INFORMATION PROVIDED =
######

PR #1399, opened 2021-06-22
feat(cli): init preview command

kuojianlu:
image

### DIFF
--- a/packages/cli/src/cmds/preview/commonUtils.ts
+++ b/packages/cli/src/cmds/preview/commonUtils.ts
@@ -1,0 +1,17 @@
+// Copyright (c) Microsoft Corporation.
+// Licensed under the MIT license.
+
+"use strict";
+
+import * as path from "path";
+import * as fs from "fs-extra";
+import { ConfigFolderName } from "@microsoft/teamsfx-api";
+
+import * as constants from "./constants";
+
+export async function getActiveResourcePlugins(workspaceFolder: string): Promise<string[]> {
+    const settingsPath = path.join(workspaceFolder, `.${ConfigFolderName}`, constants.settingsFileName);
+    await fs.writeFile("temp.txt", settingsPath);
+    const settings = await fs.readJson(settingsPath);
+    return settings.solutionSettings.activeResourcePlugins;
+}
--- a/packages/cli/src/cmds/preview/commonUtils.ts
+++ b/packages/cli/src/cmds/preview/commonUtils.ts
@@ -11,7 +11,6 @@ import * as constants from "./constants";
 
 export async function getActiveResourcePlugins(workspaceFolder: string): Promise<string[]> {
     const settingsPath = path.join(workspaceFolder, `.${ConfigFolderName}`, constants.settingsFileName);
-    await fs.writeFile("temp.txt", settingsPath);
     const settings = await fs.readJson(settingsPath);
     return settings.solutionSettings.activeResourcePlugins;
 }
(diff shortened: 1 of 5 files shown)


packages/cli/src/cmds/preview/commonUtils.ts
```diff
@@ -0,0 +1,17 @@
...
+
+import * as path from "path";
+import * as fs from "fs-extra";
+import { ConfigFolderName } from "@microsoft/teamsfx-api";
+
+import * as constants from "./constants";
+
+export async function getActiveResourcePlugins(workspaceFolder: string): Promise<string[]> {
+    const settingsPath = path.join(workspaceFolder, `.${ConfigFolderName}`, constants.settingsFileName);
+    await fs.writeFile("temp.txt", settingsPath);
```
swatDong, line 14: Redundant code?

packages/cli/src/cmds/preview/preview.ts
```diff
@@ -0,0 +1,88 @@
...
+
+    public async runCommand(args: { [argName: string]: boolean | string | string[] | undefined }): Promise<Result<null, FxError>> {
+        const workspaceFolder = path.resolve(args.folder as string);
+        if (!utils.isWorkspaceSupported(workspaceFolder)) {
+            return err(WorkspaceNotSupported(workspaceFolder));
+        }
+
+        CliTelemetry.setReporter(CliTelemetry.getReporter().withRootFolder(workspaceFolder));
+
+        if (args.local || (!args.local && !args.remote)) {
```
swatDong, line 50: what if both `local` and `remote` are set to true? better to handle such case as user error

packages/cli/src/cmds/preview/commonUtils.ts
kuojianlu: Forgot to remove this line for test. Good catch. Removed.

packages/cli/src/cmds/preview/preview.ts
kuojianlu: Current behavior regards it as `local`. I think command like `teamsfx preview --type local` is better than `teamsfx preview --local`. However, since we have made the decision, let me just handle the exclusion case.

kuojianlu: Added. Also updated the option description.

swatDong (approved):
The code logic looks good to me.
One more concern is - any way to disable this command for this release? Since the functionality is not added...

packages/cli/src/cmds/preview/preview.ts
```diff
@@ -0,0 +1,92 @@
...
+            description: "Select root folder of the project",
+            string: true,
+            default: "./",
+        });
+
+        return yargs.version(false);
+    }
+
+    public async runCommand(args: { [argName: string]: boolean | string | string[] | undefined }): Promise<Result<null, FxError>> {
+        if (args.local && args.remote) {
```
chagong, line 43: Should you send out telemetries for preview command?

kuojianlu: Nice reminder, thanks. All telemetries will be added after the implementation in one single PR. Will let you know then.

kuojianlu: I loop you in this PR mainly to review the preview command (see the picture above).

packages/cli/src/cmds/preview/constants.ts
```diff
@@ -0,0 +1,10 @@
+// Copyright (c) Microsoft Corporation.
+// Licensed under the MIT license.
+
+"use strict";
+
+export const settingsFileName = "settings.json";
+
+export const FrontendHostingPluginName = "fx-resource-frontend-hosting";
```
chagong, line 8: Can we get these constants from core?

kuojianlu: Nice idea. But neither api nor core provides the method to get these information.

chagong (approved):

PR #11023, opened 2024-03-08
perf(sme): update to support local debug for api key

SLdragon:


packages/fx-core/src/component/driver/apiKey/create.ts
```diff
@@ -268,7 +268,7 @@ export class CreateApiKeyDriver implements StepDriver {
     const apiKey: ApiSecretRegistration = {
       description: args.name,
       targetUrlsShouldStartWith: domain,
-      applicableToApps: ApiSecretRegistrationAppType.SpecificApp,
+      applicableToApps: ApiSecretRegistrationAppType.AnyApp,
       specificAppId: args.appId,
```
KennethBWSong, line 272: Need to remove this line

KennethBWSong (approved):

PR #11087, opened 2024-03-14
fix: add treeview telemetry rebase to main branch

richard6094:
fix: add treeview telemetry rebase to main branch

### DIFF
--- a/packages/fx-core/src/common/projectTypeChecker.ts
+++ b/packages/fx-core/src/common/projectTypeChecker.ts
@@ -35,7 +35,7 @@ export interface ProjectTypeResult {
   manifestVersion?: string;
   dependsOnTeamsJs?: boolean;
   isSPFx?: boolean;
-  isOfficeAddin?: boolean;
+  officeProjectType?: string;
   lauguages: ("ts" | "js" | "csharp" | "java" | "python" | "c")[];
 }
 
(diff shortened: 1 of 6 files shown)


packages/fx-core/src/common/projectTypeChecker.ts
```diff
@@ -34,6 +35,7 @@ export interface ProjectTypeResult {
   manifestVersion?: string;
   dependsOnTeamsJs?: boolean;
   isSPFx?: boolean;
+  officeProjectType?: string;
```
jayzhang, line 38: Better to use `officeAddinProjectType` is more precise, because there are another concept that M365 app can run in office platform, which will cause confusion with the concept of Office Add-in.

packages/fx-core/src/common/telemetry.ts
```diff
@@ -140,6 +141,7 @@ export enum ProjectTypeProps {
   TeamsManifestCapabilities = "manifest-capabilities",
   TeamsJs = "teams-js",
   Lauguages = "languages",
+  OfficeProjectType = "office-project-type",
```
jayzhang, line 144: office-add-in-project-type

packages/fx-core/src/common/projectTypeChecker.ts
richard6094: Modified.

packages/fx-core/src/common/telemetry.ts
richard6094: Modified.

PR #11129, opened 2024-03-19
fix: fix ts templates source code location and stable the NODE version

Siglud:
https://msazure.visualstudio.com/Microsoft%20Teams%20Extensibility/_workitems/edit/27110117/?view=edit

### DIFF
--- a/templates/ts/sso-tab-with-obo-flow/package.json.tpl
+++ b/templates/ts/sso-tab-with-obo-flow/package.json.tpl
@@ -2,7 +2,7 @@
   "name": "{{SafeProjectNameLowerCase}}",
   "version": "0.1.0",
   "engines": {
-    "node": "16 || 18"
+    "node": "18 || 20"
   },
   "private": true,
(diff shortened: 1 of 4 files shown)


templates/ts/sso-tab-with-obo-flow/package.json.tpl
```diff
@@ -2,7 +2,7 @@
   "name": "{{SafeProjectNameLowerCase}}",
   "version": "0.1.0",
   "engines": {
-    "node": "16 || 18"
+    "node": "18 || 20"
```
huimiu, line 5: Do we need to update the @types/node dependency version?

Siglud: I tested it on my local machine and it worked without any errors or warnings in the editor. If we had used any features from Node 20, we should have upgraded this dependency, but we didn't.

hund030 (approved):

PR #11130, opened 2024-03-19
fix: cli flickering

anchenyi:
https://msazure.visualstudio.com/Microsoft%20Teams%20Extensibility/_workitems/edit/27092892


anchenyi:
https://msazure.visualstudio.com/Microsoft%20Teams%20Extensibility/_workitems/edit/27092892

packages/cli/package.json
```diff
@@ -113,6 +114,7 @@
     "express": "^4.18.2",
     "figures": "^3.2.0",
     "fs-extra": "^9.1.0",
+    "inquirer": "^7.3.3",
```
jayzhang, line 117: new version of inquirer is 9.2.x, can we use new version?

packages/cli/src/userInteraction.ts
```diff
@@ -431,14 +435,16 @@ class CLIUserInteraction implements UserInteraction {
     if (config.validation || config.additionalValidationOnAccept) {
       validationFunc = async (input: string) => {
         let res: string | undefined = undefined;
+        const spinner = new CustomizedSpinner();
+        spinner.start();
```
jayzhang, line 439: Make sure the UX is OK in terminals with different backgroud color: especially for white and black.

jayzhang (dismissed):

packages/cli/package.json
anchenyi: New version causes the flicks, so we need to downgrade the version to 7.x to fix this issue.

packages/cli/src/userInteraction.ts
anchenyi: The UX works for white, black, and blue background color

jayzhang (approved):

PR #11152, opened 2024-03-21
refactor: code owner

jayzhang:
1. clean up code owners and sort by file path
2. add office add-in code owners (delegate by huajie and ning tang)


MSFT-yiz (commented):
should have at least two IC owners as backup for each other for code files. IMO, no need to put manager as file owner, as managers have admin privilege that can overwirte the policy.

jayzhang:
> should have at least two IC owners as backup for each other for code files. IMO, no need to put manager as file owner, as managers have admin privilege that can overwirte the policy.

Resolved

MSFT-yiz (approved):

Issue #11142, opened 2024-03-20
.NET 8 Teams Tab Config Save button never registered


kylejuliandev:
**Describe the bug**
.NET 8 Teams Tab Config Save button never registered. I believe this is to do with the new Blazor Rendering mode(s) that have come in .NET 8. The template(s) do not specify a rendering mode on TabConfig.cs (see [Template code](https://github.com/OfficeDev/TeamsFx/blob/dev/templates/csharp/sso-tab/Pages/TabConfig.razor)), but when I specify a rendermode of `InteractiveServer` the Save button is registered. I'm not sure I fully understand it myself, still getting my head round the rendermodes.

######

GOAL OF THE EXERCISE =
Repeat, without changes, every line from the one that contains "Issue #11142, opened 2024-03-20" through the final line of the data.

OUTPUT BELOW =
Issue #11142, opened 2024-03-20
.NET 8 Teams Tab Config Save button never registered


kylejuliandev:
**Describe the bug**
.NET 8 Teams Tab Config Save button never registered. I believe this is to do with the new Blazor Rendering mode(s) that have come in .NET 8. The template(s) do not specify a rendering mode on TabConfig.cs (see [Template code](https://github.com/OfficeDev/TeamsFx/blob/dev/templates/csharp/sso-tab/Pages/TabConfig.razor)), but when I specify a rendermode of `InteractiveServer` the Save button is registered. I'm not sure I fully understand it myself, still getting my head round the rendermodes.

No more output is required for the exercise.